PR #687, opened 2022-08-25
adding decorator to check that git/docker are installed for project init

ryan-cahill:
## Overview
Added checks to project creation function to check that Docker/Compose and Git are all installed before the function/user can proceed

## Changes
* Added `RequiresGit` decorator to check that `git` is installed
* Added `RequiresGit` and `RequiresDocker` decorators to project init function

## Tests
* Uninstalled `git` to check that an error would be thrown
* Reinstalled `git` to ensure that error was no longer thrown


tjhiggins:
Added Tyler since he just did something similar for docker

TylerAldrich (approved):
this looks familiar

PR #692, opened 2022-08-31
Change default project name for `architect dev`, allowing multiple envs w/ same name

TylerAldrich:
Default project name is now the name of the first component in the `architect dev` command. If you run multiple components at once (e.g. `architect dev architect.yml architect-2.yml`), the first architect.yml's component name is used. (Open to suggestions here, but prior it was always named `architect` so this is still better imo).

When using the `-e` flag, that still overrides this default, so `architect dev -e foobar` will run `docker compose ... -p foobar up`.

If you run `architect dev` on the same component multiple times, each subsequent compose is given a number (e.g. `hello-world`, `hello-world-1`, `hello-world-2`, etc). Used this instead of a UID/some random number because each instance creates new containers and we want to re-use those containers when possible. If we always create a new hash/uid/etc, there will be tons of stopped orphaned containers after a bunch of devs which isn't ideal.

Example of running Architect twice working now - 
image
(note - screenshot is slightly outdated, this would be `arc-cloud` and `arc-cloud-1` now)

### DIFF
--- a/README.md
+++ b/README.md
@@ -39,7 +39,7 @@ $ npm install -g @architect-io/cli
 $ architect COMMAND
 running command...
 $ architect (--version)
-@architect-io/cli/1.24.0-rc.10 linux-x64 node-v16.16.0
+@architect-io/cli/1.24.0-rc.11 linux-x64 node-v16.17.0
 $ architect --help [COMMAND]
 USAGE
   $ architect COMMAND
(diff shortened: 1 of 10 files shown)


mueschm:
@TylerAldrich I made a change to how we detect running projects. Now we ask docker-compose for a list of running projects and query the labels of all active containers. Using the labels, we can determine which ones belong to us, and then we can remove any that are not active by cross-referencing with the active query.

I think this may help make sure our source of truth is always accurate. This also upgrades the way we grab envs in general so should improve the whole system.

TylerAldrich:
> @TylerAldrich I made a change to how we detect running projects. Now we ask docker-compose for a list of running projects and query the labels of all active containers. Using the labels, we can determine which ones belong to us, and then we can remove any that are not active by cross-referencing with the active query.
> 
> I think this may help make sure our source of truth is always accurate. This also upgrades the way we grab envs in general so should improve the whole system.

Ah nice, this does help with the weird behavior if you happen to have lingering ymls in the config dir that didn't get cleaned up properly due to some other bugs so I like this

________

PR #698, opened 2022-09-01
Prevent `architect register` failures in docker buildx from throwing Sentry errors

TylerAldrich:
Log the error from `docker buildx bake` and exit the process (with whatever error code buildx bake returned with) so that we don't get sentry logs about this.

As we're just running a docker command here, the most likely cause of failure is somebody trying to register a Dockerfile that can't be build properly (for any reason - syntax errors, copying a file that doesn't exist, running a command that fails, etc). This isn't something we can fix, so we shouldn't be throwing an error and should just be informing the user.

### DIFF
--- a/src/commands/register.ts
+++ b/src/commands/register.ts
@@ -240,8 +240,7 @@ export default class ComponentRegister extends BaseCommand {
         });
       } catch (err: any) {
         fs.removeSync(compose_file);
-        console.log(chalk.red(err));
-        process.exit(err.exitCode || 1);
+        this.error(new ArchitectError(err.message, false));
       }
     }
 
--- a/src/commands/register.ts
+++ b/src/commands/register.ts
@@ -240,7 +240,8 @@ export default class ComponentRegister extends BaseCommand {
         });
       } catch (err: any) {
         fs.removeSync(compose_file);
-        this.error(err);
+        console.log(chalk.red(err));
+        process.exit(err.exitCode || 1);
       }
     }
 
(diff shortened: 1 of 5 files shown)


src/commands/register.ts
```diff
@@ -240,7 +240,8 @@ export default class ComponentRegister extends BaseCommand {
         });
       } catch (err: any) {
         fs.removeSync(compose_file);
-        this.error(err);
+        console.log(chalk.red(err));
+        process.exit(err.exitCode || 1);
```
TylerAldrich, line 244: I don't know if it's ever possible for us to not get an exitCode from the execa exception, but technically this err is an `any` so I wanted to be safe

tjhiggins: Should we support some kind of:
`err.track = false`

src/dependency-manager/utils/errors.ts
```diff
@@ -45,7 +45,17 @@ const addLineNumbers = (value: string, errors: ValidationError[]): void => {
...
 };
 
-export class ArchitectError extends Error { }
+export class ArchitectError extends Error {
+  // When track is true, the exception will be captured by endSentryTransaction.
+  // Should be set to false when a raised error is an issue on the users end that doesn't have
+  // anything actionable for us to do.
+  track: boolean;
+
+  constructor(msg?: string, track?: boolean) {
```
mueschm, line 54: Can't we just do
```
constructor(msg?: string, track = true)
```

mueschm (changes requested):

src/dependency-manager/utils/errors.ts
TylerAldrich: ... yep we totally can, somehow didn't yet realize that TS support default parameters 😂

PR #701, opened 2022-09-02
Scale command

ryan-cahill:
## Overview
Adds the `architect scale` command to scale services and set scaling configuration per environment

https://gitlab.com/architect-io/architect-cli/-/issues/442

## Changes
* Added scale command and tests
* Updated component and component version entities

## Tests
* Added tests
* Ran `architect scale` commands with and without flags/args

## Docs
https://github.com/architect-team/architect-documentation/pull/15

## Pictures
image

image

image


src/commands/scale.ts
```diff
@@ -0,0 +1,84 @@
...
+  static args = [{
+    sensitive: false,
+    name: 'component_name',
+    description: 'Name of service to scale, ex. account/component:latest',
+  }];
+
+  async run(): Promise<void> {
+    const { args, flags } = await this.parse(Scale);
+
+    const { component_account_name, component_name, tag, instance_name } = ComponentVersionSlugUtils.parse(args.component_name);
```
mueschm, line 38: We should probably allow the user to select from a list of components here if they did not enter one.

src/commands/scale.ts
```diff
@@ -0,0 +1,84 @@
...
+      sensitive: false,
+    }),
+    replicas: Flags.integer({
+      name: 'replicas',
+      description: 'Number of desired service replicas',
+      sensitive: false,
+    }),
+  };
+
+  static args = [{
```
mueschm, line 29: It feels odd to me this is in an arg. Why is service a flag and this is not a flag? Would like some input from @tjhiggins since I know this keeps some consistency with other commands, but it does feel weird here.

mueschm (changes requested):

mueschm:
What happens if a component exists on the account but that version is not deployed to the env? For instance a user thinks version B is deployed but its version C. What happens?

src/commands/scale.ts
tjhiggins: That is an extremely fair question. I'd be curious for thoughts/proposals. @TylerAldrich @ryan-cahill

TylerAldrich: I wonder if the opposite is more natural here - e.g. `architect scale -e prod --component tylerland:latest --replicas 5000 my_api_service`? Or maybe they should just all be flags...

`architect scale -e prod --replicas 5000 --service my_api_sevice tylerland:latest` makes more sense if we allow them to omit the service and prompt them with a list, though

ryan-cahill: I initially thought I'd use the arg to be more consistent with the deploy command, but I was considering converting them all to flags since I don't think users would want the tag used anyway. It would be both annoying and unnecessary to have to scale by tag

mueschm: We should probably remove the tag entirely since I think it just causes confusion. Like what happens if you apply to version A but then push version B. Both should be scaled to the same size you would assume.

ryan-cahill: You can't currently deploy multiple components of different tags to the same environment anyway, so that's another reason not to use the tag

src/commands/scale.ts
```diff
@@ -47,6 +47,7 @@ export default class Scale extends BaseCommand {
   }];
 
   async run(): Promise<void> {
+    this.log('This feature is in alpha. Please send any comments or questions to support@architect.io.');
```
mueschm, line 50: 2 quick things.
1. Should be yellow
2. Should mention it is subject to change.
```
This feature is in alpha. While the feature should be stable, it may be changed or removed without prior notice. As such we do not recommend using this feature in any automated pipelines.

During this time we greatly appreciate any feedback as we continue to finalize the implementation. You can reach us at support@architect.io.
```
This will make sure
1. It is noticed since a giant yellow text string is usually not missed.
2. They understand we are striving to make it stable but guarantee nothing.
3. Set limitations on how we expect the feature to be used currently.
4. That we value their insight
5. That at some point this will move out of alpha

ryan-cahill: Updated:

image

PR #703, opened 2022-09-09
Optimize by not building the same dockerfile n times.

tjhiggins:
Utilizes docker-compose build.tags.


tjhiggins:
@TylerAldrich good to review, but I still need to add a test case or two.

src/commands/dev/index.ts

________

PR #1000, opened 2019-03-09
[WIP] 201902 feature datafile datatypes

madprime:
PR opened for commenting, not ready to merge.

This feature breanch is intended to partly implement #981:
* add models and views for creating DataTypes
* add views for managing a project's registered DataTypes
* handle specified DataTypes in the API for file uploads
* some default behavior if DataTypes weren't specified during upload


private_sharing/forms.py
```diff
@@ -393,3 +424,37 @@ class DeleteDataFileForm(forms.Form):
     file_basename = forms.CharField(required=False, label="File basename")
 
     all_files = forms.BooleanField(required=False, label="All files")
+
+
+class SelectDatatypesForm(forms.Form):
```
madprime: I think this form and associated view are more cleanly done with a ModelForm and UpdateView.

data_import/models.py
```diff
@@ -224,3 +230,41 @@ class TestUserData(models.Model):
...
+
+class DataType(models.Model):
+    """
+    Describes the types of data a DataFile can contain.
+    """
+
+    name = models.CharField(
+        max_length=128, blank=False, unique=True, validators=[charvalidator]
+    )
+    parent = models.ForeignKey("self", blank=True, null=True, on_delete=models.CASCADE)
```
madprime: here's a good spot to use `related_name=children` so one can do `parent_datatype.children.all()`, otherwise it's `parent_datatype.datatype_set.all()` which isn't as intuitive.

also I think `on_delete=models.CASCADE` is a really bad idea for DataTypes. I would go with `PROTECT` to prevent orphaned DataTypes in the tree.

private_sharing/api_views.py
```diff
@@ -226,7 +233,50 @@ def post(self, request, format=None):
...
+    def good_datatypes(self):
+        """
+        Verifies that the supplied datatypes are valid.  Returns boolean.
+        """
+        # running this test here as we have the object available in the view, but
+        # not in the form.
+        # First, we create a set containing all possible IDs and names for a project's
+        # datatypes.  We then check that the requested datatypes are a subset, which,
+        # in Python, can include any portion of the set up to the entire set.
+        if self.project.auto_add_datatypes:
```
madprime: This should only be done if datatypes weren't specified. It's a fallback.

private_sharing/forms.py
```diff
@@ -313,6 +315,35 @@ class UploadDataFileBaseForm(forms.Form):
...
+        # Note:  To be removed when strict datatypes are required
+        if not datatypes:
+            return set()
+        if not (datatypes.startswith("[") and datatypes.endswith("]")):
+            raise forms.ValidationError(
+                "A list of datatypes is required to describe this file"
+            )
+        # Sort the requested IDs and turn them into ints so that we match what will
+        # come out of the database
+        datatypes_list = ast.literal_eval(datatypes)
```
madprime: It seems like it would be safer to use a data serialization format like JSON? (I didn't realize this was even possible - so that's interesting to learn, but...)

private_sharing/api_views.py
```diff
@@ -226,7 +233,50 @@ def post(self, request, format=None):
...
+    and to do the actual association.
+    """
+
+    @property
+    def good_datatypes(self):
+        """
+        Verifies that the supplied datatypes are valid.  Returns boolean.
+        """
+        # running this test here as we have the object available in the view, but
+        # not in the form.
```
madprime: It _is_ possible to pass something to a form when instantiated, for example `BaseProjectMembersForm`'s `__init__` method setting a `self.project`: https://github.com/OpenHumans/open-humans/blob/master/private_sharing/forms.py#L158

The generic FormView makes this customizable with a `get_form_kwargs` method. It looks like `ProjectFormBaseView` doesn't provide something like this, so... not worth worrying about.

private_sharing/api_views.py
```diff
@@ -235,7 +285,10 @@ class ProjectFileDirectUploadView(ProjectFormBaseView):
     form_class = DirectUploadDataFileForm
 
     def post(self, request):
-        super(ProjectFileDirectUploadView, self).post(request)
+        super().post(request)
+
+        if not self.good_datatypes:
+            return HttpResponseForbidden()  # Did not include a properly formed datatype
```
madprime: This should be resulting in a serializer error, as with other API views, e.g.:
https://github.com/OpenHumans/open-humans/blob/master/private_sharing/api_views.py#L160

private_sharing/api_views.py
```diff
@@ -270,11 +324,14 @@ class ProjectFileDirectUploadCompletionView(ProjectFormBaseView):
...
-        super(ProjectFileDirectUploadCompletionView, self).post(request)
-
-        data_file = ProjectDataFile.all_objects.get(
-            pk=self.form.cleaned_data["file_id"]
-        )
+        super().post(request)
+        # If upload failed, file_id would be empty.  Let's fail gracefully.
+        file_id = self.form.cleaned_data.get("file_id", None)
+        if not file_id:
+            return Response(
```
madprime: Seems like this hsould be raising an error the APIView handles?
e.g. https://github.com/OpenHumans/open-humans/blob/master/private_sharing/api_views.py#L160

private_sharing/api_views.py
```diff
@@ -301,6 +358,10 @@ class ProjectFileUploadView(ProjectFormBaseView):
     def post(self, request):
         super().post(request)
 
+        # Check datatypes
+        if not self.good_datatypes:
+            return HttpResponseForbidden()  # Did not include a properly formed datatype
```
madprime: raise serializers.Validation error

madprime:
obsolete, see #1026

________

WHAT YOU HAVE TO DO
The answer must consist of every line from the data that contains the word "whole".

TASK OUTPUT
I think this may help make sure our source of truth is always accurate. This also upgrades the way we grab envs in general so should improve the whole system.
> I think this may help make sure our source of truth is always accurate. This also upgrades the way we grab envs in general so should improve the whole system.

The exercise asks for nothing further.